### Task to carry out:
Below are entries. Reproduce exactly the lines between the line holding "However, with Danger" and the line holding "### See Also", inclusive, and only those.

### Material shown:
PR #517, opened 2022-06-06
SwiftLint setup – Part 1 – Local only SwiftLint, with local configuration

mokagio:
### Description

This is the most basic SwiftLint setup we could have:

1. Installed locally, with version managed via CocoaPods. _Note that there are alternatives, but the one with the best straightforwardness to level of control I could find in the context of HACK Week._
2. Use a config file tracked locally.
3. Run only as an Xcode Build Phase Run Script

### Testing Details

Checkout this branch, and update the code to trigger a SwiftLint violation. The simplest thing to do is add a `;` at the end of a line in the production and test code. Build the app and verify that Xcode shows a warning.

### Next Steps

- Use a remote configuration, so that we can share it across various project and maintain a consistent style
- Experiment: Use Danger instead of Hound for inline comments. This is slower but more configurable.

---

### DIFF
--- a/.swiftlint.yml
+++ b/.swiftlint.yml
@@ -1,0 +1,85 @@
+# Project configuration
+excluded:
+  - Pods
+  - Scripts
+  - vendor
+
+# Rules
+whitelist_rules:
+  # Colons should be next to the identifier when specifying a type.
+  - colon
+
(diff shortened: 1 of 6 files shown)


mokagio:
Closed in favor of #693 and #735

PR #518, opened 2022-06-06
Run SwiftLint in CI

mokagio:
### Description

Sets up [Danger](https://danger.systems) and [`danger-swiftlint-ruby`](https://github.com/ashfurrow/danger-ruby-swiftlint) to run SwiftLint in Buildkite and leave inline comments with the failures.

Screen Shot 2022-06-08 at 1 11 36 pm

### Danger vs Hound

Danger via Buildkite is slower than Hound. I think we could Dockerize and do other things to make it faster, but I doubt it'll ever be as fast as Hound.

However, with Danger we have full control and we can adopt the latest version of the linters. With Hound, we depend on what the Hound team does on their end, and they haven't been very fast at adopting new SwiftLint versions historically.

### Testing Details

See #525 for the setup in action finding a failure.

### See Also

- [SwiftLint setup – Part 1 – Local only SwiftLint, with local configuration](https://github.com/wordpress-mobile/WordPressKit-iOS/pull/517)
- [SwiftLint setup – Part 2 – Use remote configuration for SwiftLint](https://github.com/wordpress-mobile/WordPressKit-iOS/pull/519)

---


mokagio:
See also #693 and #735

### Result:
However, with Danger we have full control and we can adopt the latest version of the linters. With Hound, we depend on what the Hound team does on their end, and they haven't been very fast at adopting new SwiftLint versions historically.

### Testing Details

See #525 for the setup in action finding a failure.

### See Also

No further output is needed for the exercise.